• **Task inputs**
PR #1086, opened 2022-09-01
Introduce ReputationBootstrapper

### LINKED ISSUE #1069: Support Reputation bootstrapping via email
As discussed today in Product Sync, we would like to allow colony owners to invite users via email, and give them reputation.

After working through a few ideas, we seem to have settled on the following design:

1. A colony admin inputs a list of user emails and the amount of reputation to bootstrap.
2. A `Bootstrapping` extension receives arrays of `sha256(pin)` and reputation amounts.
3. Users receive emails containing their pin, and given a link to the onboarding process.
4. After onboarding, the users can submit their email and pin to claim the reputation.

Incorporating pins makes the process secure -- the admin uploads the hashes, which cannot be reverse-engineered without knowing the email addresses and the pins. As long as the email accounts are secure, then only the users should be able to claim their tokens.

Pin generation should take place in the client, which then sends the email and configures the extension. The pins should never have to be stored or transmitted publicly.

kronosapiens:
Closes #1069 

Add `ReputationBootstrapper`, which allows for setting & claiming of reputation+token grants.

- Grants can be set in bulk
- The extension must be "locked" before grants can be claimed (similar to expenditures)
- A user must "commit" the secret and wait one hour before claiming
- If the `giveTokens` flag is set to `true`, tokens will be given along with reputation
- The reputation grant begins decaying when it is set, at the same rate as reputation in general
- Reputation decay is implemented in `O(logn)` time, in the number of hours of decay


contracts/extensions/ReputationBootstrapper.sol
```diff
@@ -0,0 +1,137 @@
...
+    selfdestruct(address(uint160(address(colony))));
+  }
+
+  // Public
+
+  function setGrants(bytes32[] memory _hashedSecrets, uint256[] memory _amounts) public onlyRoot {
+    require(_hashedSecrets.length == _amounts.length, "reputation-bootsrapper-invalid-arguments");
+
+    for (uint256 i; i < _hashedSecrets.length; i++) {
+      require(_amounts[i] <= INT256_MAX, "repuatation-bootsrapper-invalid-amount");
```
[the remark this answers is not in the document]
kronosapiens: I forgot it was that!

contracts/extensions/ReputationBootstrapper.sol
```diff
@@ -0,0 +1,137 @@
...
+    bytes32 hashedPin = keccak256(abi.encodePacked(_secret));
+    uint256 grantAmount = grants[hashedPin].amount;
+    uint256 grantTimestamp = grants[hashedPin].timestamp;
+
+    require(grantAmount > 0, "reputation-bootstrapper-nothing-to-claim");
+
+    delete grants[hashedPin];
+
+    uint256 tokenAmount = min(ERC20(token).balanceOf(address(this)), grantAmount);
+    require(tokenAmount >= uint256(grantAmount) || tokenAmount <= 0, "reputation-bootstrapper-insufficient-tokens");
```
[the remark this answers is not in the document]
kronosapiens: It's because of the "optional" token behavior. Basically, users can either give reputation OR reputation and tokens. I chose to implement it implicitly, e.g. without having to initialise with a flag, by simply checking to see if the contract held tokens. If the contract has tokens, send them. If the contract has only enough tokens to partially fill the grant, throw an error. I suppose this was my attempt to avoid introducing a flag, but that would have allowed for a more clear implementation.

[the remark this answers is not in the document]
area: Ah, I see... I'm not wild about this approach towards that functionality. In particular, the scenario where I've done one batch of bootstrapping and set up a second, if I add the grants before adding the tokens, enthusiastic users won't get the tokens they're expecting.

contracts/extensions/ReputationBootstrapper.sol
```diff
@@ -102,6 +99,10 @@ contract ReputationBootstrapper is ColonyExtensionMeta {
 
   // Public
 
+  function setGiveTokens(bool _giveTokens) public onlyRoot {
```
area, line 102: Should this be changeable during the process?

test/extensions/reputation-bootstrapper.js
```diff
@@ -165,14 +166,6 @@ contract("Reputation Bootstrapper", (accounts) => {
       await checkErrorRevert(reputationBootstrapper.claimGrant(PIN1, { from: USER1 }), "reputation-bootstrapper-nothing-to-claim");
     });
 
-    it("cannot claim reputation amounts and tokens if the token amount only partially covers the balance", async () => {
```
area: Shouldn't this still be the case?

contracts/extensions/ReputationBootstrapper.sol
```diff
@@ -0,0 +1,148 @@
...
+
+    for (uint256 i; i < _hashedSecrets.length; i++) {
+      require(_amounts[i] <= INT128_MAX, "reputation-bootstrapper-invalid-amount");
+      grants[_hashedSecrets[i]] = Grant(_amounts[i], block.timestamp);
+
+      emit GrantSet(_hashedSecrets[i], _amounts[i]);
+    }
+  }
+
+  function claimGrant(uint256 _secret) public {
```
area, line 117: Unfortunately, I think this type of claim process is fundamentally flawed. If I see a pending transaction for `claimGrant`, I can front-run the transaction with the secret from my own account with a higher gas price, and 'snipe' it.

contracts/extensions/ReputationBootstrapper.sol
```diff
@@ -0,0 +1,148 @@
...
+    bytes32 hashedSecret = keccak256(abi.encodePacked(_secret));
+    uint256 grantAmount = grants[hashedSecret].amount;
+    uint256 tokenAmount = grants[hashedSecret].amount;
+    uint256 grantTimestamp = grants[hashedSecret].timestamp;
+
+    require(grantAmount > 0, "reputation-bootstrapper-nothing-to-claim");
+
+    delete grants[hashedSecret];
+
+    // First, decay by any full days
```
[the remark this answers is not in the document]
kronosapiens: Ok, I see what you're getting at, if we cut the time in half and double the decay factor we'll be able to apply only a handful of calculations rather than all of them. So for a 50 hour decay we'd end up applying essentially `(k**2)(k**16)(k**32)` which is equivalent to `(k**50)`.

contracts/extensions/ReputationBootstrapper.sol
kronosapiens: It's a good point, I worry about going down a recursive sort of rabbit hole. Do we add a "locked" boolean, which prevents more claims from being set? Can the "locked" boolean itself be set back to false? If so, then an admin could go back and disable tokens anyway. We could have the "locked" boolean be one-way, which also checks to make sure there's sufficient tokens available. But someone could always deprecated & uninstall the extension and reclaim the funds, unless we say you cannot delete the extension until all the funds are claimed, but what if then someone loses the email and never comes to claim? Are funds locked permanently?

I would lean in favor of leaving it open, since ultimately a colony is choosing to give tokens here. I think we can assume that they will continue to make that choice. Put another way, I don't think this is such an adversarial setting.

contracts/extensions/ReputationBootstrapper.sol
kronosapiens: I see that. One solution which comes to mind would be to require claiming addresses to have a `joincolony.eth` ENS name before the claim. That would require users to go through the onboarding flow before presenting their secret, and would help alleviate this risk (but not remove it entirely). What do you think of that? I suppose miners could go ahead and create their ENS names before proceeding to run this attack.

Another idea would be to require a two-part "handshake" where users present the secret and has their address recorded, but ultimately the admin has to go back and hit the button to actually transfer the funds. That would be a product decision though, so if you think it's promising we should rope in the rest of the crew.

test/extensions/reputation-bootstrapper.js
kronosapiens: Yes, I deleted it because we'd only be checking the underlying underflow math for token transfers, which I didn't think was particularly interesting, but I can put it back.

area: That's ultimately the error that throws, but we're interested in checking the logic that if that does end up throwing, then we don't also award reputation.

contracts/extensions/ReputationBootstrapper.sol
area: As-ever, when it's a question of the actual requirements (rather than the specific implementation), we need to go back to product (-:

contracts/extensions/ReputationBootstrapper.sol
area: > I suppose miners [sic] could go ahead and create their ENS names before proceeding to run this attack.

Indeed.

>Another thing we could say is that this contract is knowingly vulnerable to this attack, and so should be used only for small amounts of bootstrapping funds. I expect you won't like that solution, but we can put it on the table.

I do indeed not like that solution!

> ultimately the admin has to go back and hit the button to actually transfer the funds.

There seems very little benefit to using this extension, in that case?

I think the only possible on-chain solution is a commit-and-reveal on the user's side as well, with a minimum timestamp between those two transactions to prevent front-running of both transactions.

I do think product needs to be involved to sign off on any of this though.

kronosapiens: @arrenv what are your thoughts on this? Alex is saying that the design as-is is vulnerable to miner front-running. One solution would be to require two transactions, the first essentially "registering" the address and the intended hashed secret, and the second providing the secret itself, checking that the caller is the initial address. By introducing a delay (on the order of ~30 seconds or so I would suppose, maybe less) then a miner could not front-run. Would this two-transactions-plus-delay flow be acceptable?

contracts/extensions/ReputationBootstrapper.sol
kronosapiens: @arrenv can you weigh in here? Essentially the question is whether the flag to give tokens or not should be locked, or whether we can leave it an open setting which can (in theory) be changed by admins at any point. Locking the flag introduces other considerations, as I've touched on in my earlier comment.

contracts/extensions/ReputationBootstrapper.sol
area: I would want it to be at least an hour

kronosapiens: That seems like a very long amount of time and meaningfully affects the UX. I would expect an experience along the lines of a token bridge (e.g. two transactions, one on each chain, 15 or so blocks apart) would be more palatable to users.

area: How long have you had to wait for a transaction to be mined in the past? If the timescale is smaller than that, even a commit-and-reveal can be front-run.

kronosapiens: When bridging from xdai to mainnet it's quick, but that's because we're waiting on the xdai blocks which are snappy. If we're waiting on mainnet then I suppose it would be longer, although post-merge maybe not so much. In any case, what do you think of phrasing the delay in terms of block confirmations and not an absolute amount of time?

kronosapiens:
@arrenv can you weigh in on the above issues?

contracts/extensions/ReputationBootstrapper.sol
arrenv: From what I'm understanding, the question is whether an admin should be able to toggle the bootstrapping claims. This does not seem very useful unless values could be changed.

It does seem like a good idea to be able to cancel a bootstrapping if a mistake is made, this seems like it could be handled by deprecating the extension.

kronosapiens: I think a good solution here would be to add a one-way "locked" switch, similar to what we do with expenditures. While in a "draft" state, the parameters can all be changed. Once "locked", the parameters are set and people can begin claiming.

The extension could then be deprecated only once the token balance was down to zero (as then everyone would have claimed, or if the only grants are reputation, there's no cost to removing them).

Would that be acceptable? It gives admins the flexibility to configure the contract, but then gives some guarantees to end users once they start claiming.

arrenv: @kronosapiens Nice, yeah that sounds acceptable to me.

contracts/extensions/ReputationBootstrapper.sol
arrenv: Having the two transactions sounds acceptable to me, then using a block confirmation as a delay. As it would then be compatible on different chains. In the UI we can then use an approx. time for making the claim based on the chains block rate.

area: Why is block confirmations better than an absolute amount of time?

kronosapiens: I would say because block confirmations get more directly at the issue we are about, which is preventing miners from mining transactions to benefit themselves. The more blocks are confirmed, the harder it becomes for a miner to selfishly mine. Further, block confirmations allow us to move more quickly on chains with short block times, while still providing security on slower chains, waiting "an hour" if need be. If we waited a fixed amount of time, that could either be way too long (on fast chains), or potentially still not long enough (if for whatever reason transactions take a very long time to mine).

area: > more directly at the issue we are about, which is preventing miners from mining transactions to benefit themselves

This isn't really the issue, nor is miners rewriting history as you seem to be implying. The issue is:

* A user commits `keccak(walletAddress, secret)` (transaction 1)
* That user then reveals `secret` via another transaction (transaction 2), claiming their reputation 
* A malicious user sees transaction2 in the pending transaction pool, and commits `keccak(walletAddress2, secret` and then reveals `secret`, all before transaction 2 is mined (because they're paying very high gas fees).

The 'honest' transactions are likely to take a little while to be mined, as they are almost certainly metatransactions that we're paying for, and so going to be at the low end of the fee scale. The likely time for those transactions to be mined has to be _significantly_ lower than the minimum allowed time between a commit and reveal.

kronosapiens: I'm following. The issue at hand is less the amount of blocks since the initial tx was confirmed and more about making sure that a slower tx isn't scooped up by a faster one.

Sounds like the timeline you have in mind is:

```
t0         [... hour... ]          t1                                     [...hour...]              t2 
secret committed           secret revealed
                                         malicious user commits secret                   malicious user reveals secret
```

You are concerned with making sure that the honest transaction at t1 is mined before the dishonest one at t2.

contracts/extensions/ReputationBootstrapper.sol
```diff
@@ -137,11 +145,27 @@ contract ReputationBootstrapper is ColonyExtensionMeta {
     }
   }
 
+  /// @notice Commit the secret, beginning the security delay window
+  /// @param _committedSecret A sha256 hash of (userAddress, secret)
+  function commitSecret(bytes32 _committedSecret) public locked {
+    committedSecrets[_committedSecret] = block.timestamp;
```
area, line 151: Unfortunately an attacker can call `commitSecret` with the committed (good) secret after the user has broadcast the `claimGrant` transaction and prevent them from claiming indefinitely, allowing the attacker to claim at their leisure. This mapping needs to be based on `msgSender()` to prevent that, I think? I guess to future-proof ourselves in case a user needs to go through this process multiple times, it can be based on `keccak(msgSender(), committedSecret` to allow them to do so in parallel.

kronosapiens: Gotcha. I had initially thinking about including `msgSender` but didn't as the hash includes `msgSender`, but I see your point about the griefing. In what case do we need to future-proof, assuming each secret can be claimed only once?

kronosapiens:
@arrenv as @area mentioned in the team meeting, we'd like to hop on a call with you to iron out some edge-case behaviors around paying tokens, specifically around balancing security / efficiency (more bookkeeping vs lower gas costs, etc).

arrenv:
> @arrenv as @area mentioned in the team meeting, we'd like to hop on a call with you to iron out some edge-case behaviors around paying tokens, specifically around balancing security / efficiency (more bookkeeping vs lower gas costs, etc).

Of course, I have a call this afternoon for CDApp, and tomorrow is product call, would Thursday work?

kronosapiens:
Following on the product sync call:

- Fund contract, add grants, claim in an ongoing way
- Deprecation means all grants cannot be claimed
- Each grant gets a "payTokens" flag, used in a mapping to keep track
- Can update the values for a grant
- We are fine with a one-hour hardcoded security delay

contracts/extensions/ReputationBootstrapper.sol
```diff
@@ -0,0 +1,194 @@
...
+
+      emit GrantSet(_paid[i], _hashedSecrets[i], _amounts[i]);
+    }
+  }
+
+  /// @notice Commit the secret, beginning the security delay window
+  /// @param _committedSecret A sha256 hash of (userAddress, secret)
+  function commitSecret(bytes32 _committedSecret) public notDeprecated {
+    bytes32 addressHash = keccak256(abi.encodePacked(msgSender(), _committedSecret));
+    committedSecrets[addressHash][_committedSecret] = block.timestamp;
```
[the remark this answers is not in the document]
kronosapiens: If we only key on address, then we would preclude someone getting a grant in two domains (part of the "future proofing" you brought up earlier).

contracts/extensions/ReputationBootstrapper.sol
```diff
@@ -0,0 +1,194 @@
...
+        grantAmount = grantAmount * adjustedNumerator / decayDenominator;
+      }
+      // slither-disable-next-line divide-before-multiply
+      adjustedNumerator = adjustedNumerator * adjustedNumerator / decayDenominator;
+      decayEpochs >>= 1;
+    }
+
+    colony.emitDomainReputationReward(1, msgSender(), int256(grantAmount));
+
+    if (tokenAmount > 0) {
```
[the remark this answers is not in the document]
kronosapiens: `grantAmount` is decayed earlier in the function and we've already deleted the grant as part of the `check-effects-interaction` pattern, so I'm not sure that would work

contracts/extensions/ReputationBootstrapper.sol
```diff
@@ -0,0 +1,194 @@
...
+
+    require(
+      commitTimestamp > 0 && commitTimestamp + SECURITY_DELAY <= block.timestamp,
+      "reputation-bootstrapper-commit-window-unelapsed"
+    );
+
+    bytes32 hashedSecret = keccak256(abi.encodePacked(_secret));
+    uint256 grantAmount = grants[_paid][hashedSecret].amount;
+    uint256 tokenAmount = _paid ? grants[_paid][hashedSecret].amount : 0;
+    uint256 grantTimestamp = grants[_paid][hashedSecret].timestamp + SECURITY_DELAY; // Don't decay during delay window
```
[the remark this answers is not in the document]
area: I mean... so what? If everyone is penalized, no-one is penalized. If anything, I would say this gives an advantage to people who are bootstrapped though the extension over those who are awarded reputation directly, as their reputation has decayed for an hour less.

contracts/extensions/ReputationBootstrapper.sol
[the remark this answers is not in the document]
area: Could we then not do this transfer before the grant is decayed? So still after the grant has been deleted, and before the decay and emission of reputation?

contracts/extensions/ReputationBootstrapper.sol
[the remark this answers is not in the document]
area: Neither of my suggestions key only on address. They both involved the address and the committed secret once each, just in two different ways. The current implementation depends on the address once and the committed secret twice, which seems unnecessary to me.

contracts/extensions/ReputationBootstrapper.sol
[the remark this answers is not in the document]
kronosapiens: Not following your logic -- are people awarded reputation directly decayed by two hours?

I don't feel strongly, if anything I would've expected you to come down on the side of precision, so I can leave this out.

contracts/extensions/ReputationBootstrapper.sol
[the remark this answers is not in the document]
kronosapiens: We can move the code, but wouldn't putting the boolean in the event obscure the actual amount of tokens received?

contracts/extensions/ReputationBootstrapper.sol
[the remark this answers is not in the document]
kronosapiens: Yup, I'm following.

contracts/extensions/ReputationBootstrapper.sol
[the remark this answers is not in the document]
area: If one person is awarded 1000 reputation directly, and another person is awarded 1000 reputation via bootstrapping at the same time (and goes through the claim process immediately), a day later the first person has had their reputation decay for 24 hours, and the second person has had their reputation decay for 23 hours, and so has more influence than the first, which (seems to me) was quite clearly not the intention of the admin.

I think maybe we're just not agreeing on when the 'clock' should start, but in my opinion it's pretty clear that it should be when it's put anywhere in to the system. Otherwise, it becomes very hard for a user to calibrate the reputation they're awarding correctly if they're using the two different processes.

contracts/extensions/ReputationBootstrapper.sol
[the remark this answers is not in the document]
area: I only really introduced the idea of the boolean to let us get rid of the `tokenAmount` variable (gas optimisation hat on), but if we can get rid of that variable and still emit the amount, we can as well.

• **Directions for this task**
Every line above from the line with "Introduce ReputationBootstrapper" to the line with "After working through", inclusive, must be returned exactly; no other line belongs in the reply.

• **Result for this task**
Introduce ReputationBootstrapper

### LINKED ISSUE #1069: Support Reputation bootstrapping via email
As discussed today in Product Sync, we would like to allow colony owners to invite users via email, and give them reputation.

After working through a few ideas, we seem to have settled on the following design:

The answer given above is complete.